Toast / Tribute Speech Builder

Write a memorable toast for any occasion: retirement, promotion, or farewell

Create a short, polished toast for a retirement, promotion, farewell, work anniversary, or any celebration, with a warm opener, a specific anecdote, a quality to highlight, a wish for the future, and a raise-the-glass closing line. Free and private.

How long should a toast be?

Sixty to ninety seconds is ideal. A toast is not a speech — it is one warm moment built around a single story, a quality, and a wish, capped by lifting your glass. Brevity is a courtesy to the room and makes the toast land harder.

A short toast that lands: one story, one quality, one wish

A toast is not a speech. The best ones are sixty to ninety seconds, built around a single true story, the one quality you most admire, and a warm wish — then you lift your glass and end on the name. This builder works for retirements, promotions, farewells, work anniversaries, and new jobs, and it gives you both a planning outline and a ready-to-speak version.

How it works

The tool assembles your toast in the five-beat structure that never fails:

  1. A warm opener that grabs the room’s attention.
  2. A specific anecdote — one short, true story that captures who the person is.
  3. The quality you admire, tied back to the story so it feels earned.
  4. A wish for the future suited to the occasion (a relaxing retirement, success in the new role).
  5. The raise-the-glass line that ends on the person’s name.
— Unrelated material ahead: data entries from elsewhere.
PR #112, opened 2018-04-06
fix initialization of do_sync and sparse variables in dcp

dsikich:
The do_sync variable was not being initialized to zero by default,
which would cause undefined behavior. Also, the sparse variable
was being initialized to zero by default, but it should be a
boolean type based on how the struct was specified.

### DIFF
--- a/src/dcp/dcp.c
+++ b/src/dcp/dcp.c
@@ -26,6 +26,7 @@
 #include <inttypes.h>
 #include <unistd.h>
 #include <errno.h>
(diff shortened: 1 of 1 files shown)


KnightKu:
Hi @dinatale2, can we merge this patch now? we hit the same problem.

dinatale2:
@KnightKu Merged!

KnightKu:
@dinatale2 cool, thanks.

PR #123, opened 2018-05-28
drm: add traceless mode support

KnightKu:
Add traceless mode support to drm (-T/--traceless), if the option is enabled,
unlink file/dir/link will not change its parent dir's timestamp (atiem/mtime),
it is useful if some guy want to remove the extra files under dst dir after
a dcp, but not change the timestamp of the dst filesystem tree, in order to
keep the same as src.

### DIFF
--- a/src/common/mfu_flist_remove.c
+++ b/src/common/mfu_flist_remove.c
@@ -40,6 +40,7 @@
 #include "libcircle.h"
 #include "dtcmp.h"
 #include "mfu.h"
+#include "mfu_flist_internal.h"
 
 /*****************************
  * Global functions used by remove routines
@@ -576,7 +577,7 @@ static void remove_libcircle(mfu_flist list, uint64_t* rmcount)
 /* removes list of items, sets write bits on directories from
  * top-to-bottom, then removes items one level at a time starting
  * from the deepest */
-void mfu_flist_unlink(mfu_flist flist)
+void mfu_flist_unlink(mfu_flist flist, bool traceless)
 {
     int level;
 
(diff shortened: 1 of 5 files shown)


adammoody:
When deleting lots of files in a single parent, it seems like this will require a lot of extra stats and setting the timestamps.

Actually, now that I think about it, we could end up with race conditions because two different processes might be removing items from a parent directory at the same time, so the stat of one could get the wrong time values.

To solve both problems, it seems like we'd want to capture the timestamps once before removing files, delete everything, and then go back and update the timestamps.

src/common/mfu_flist_remove.c
```diff
@@ -81,6 +117,14 @@ static void remove_type(char type, const char* name)
                  );
     }
 
+    if (traceless && !status) {
+        if(utimensat(AT_FDCWD, pdir, times, AT_SYMLINK_NOFOLLOW) != 0) {
+            MFU_LOG(MFU_LOG_ERR, "Failed to changeback timestamps on %s utime() errno=%d %s",
+                pdir, errno, strerror(errno));
+        }
+
+        mfu_free(&pdir);
```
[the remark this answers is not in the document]
KnightKu: Hi @adammoody, thanks for the catch, will fix it.

KnightKu:
Hi @adammoody , thanks for the comment.

yeah, this race condition is possible.

>  To solve both problems, it seems like we'd want to capture the timestamps once before removing files, delete everything, and then go back and update the timestamps.

I am wondering whether check the timestamp of pdir when we setback it can resolve this problem, e.g. if the mtime is older than the mtime we keep (means the timestamp we stored is a race one), just drop it, don't update it.

KnightKu:
Hi @adammoody , could you please review the updated one? thanks.

KnightKu:
ping @adammoody

src/common/mfu_flist_remove.c
```diff
@@ -588,6 +589,54 @@ void mfu_flist_unlink(mfu_flist flist)
...
+        /* get user data if needed */
+        if (file_list->have_users == 0) {
+            mfu_flist_usrgrp_get_users(pstatlist);
+        }
+
+        /* get groups data if needed */
+        if (file_list->have_groups == 0) {
+            mfu_flist_usrgrp_get_groups(pstatlist);
+        }
+
```
adammoody: We've got a new mfu_flist_set_detail(flist, 1) function that we can use here to replace lines 602-615.

adammoody:
This should avoid the race condition.

It looks like this will try to set timestamps on directories that may have been deleted.  Does it still function in those cases?

It'd be good to develop it further.  Ideally, to avoid imposing extra load on the file system, it'd be good to find a method that only sets a timestamp once for each parent directory, and one that does not try to set timestamps on deleted items.  We could probably use a mfu_flist_map() to help with this.  Could you take a look at that?

adammoody:
Oh, we could use DTCMP_Rank_strings to identify a leader for each parent directory.

https://github.com/LLNL/dtcmp/blob/817a22e187c1413fbc61ca124b5ab3748cc90b58/src/dtcmp.h#L665

The remap alone would not do the trick since it won't remove duplicate entries.

adammoody:
And let's change that to Rankv_strings, since Rank_strings assumes each process has the same count, which is not necessarily true:

https://github.com/LLNL/dtcmp/blob/817a22e187c1413fbc61ca124b5ab3748cc90b58/src/dtcmp.h#L714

The builder produces both an annotated outline and a clean spoken version. The spoken version supplies an occasion-appropriate default wish if you leave that field blank, so you always have something natural to say.

Tips and example

  • One specific story beats a list of nice adjectives. “He stayed past midnight to fix a junior’s report that wasn’t even his” tells the room everything.
  • Match the wish to the moment — for a retirement, "may your retirement be full of golf and no early meetings"; for a new job, wish them success and a warm welcome where they are headed.
  • Practise once or twice out loud so you can look up and deliver the closing line, not read it.
  • End on the name, lift your glass, and make eye contact with the person you are honouring.